Miscellaneous functions

  • logit() and expit(): functions for logit and inverse-logit
  • se(): standard error, defined as sd/sqrt(n)
  • rp(): a more generalized function for calculating confidence or (relative) accuracy from a vector of simulated values and a true value
  • plotcor(): a method for plotting a correlation matrix (mostly stolen from jagshelper::plotcor_jags())
  • %inside%, %inside()%, %inside[)%, and %inside(]%: shorthand for checking if elements of a numeric vector are within a specified interval
  • %s_l%, %s_leq%, %s_g%, %s_geq%, %s_inside%, %s_inside()%, %s_inside[)%, and %s_inside[)%: shortcuts for vector subsetting

What is an R package, and why is dsftools structured like one?

An R package is a standardized bundle of R functions, function documentation, example data, and most importantly, metadata. It can be loaded into your R package library, and you will be able to use the functions, access the function documentation (i.e. help()), and run example scripts within R/Rstudio.

You may notice the files DESCRIPTION and NAMESPACE at the root directory; these are important files that tell R how to interpret the package and its dependencies. The /man folder contains all function documentation.

I've written some cool R functions. Can I contribute them?

Yes please!!! That's the whole point of this package.

If you're new to the R package development workflow or just want to learn more, I highly recommend checking out https://r-pkgs.org/ because Hadley and Jennifer explain it all much better than I can.

Definitely check out Adam's excellent writeup on the use of Git & Github: https://adfg-dsf.github.io/Git_book/ as well as https://happygitwithr.com/

A few ground rules so we're all on the same page:

  • Use devtools: The devtools package automates a lot of the package development tasks, and integrates well with RStudio. Make sure you have the latest version.

  • Use roxygen2: The roxygen2 package automates building package documentation and metadata. Notice how the lines preceding each function within this package have tags that look like #' @description, etc. These "roxygen tags" create documentation and/or metadata in the appropriate places.

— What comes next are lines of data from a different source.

PR #860, opened 2015-09-27
Check for affiliate

### LINKED ISSUE #859: PHP Notice:  Undefined index: affiliate
PHP Notice:  Undefined index: affiliate in /wp-content/plugins/AffiliateWP/includes/class-tracking.php on line 264

Appears if you are logged in as an affiliate and then you try to use your own referral link.

sumobi:
+ formatting

Fixes #859

### DIFF
--- a/includes/class-tracking.php
+++ b/includes/class-tracking.php
@@ -263,7 +263,7 @@ class Affiliate_WP_Tracking {
 
 		$affiliate_id = isset( $_POST['affiliate'] ) ? absint( $_POST['affiliate'] ) : '';
 
-		if ( $this->is_valid_affiliate( $affiliate_id ) ) {
+		if ( ! empty( $affiliate_id ) && $this->is_valid_affiliate( $affiliate_id ) ) {
 
 			// Store the visit in the DB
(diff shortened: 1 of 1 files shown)


includes/class-tracking.php
```diff
@@ -261,9 +261,9 @@ public function prevent_canonical_redirect( $redirect_url, $requested_url ) {
 	 */
 	public function track_visit() {
 
-		$affiliate_id = absint( $_POST['affiliate'] );
+		$affiliate_id = isset( $_POST['affiliate'] ) ? absint( $_POST['affiliate'] ) : '';
```
pippinsplugins: Shoudn't we go ahead and bail here if no ID is supplied?

sumobi: Doesn't it bail anyway with the `die( '-2' )` since the affiliate ID isn't valid? Or are you thinking we should just `return` straight away if no affiliate ID is supplied? (makes sense).

pippinsplugins: I think we should bail immediately. No reason to run additional checks if none are needed.

sumobi: :+1:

    • A couple of important ones: @export is necessary to export your function to the final package at the user level (an unexported function will be accessible to other dsftools functions, but not the user), and @importFrom will import functions from external packages.
    • An annoying step to enable Roxygen: In RStudio, navigate to Tools > Project Options > Build Tools, then check "Generate R Documentation with Roxygen", then "Configure..." and check all the boxes in the next popup.
  • Add documentation: Add a help file with Roxygen for each function you contribute, and (for now) add a blurb in the README file.

  • Add some automated tests: In tests/testthat/test_dsftools.R there are series of automated tests. These will run silently if dsftools's functions produce the desired output, and will complain otherwise. This is not required, but if you added a function, please add whatever tests you can think of! This provides a safeguard in case errors are inadvertently introduced, or (more likely) some update to R or a package dependency causes something to break. Tests aren't for now, tests are for the future.

  • Version up: If you add or change stuff, bump up the Version in the DESCRIPTION file to let R know that this is a new version. I'm not sure if this is absolutely necessary, but it's a good practice.

  • I don't know yet if the Fork/Pull Request or Collaborate model makes more sense. For now, let's try Fork/Pull Request for practice.

A few RStudio buttons you'll use

In the Build pane of RStudio:

  • Install rebuilds the package and re-generates all Roxygen.
  • Test runs all automated tests in the /tests folder.
  • Check runs all tests, plus many additional checks to make sure that the package is functioning correctly and is complete in every conceivable way. It's totally possible to have a working package that does not completely pass Check, but since this package is collaborative, do your best to address any problems that Check identifies.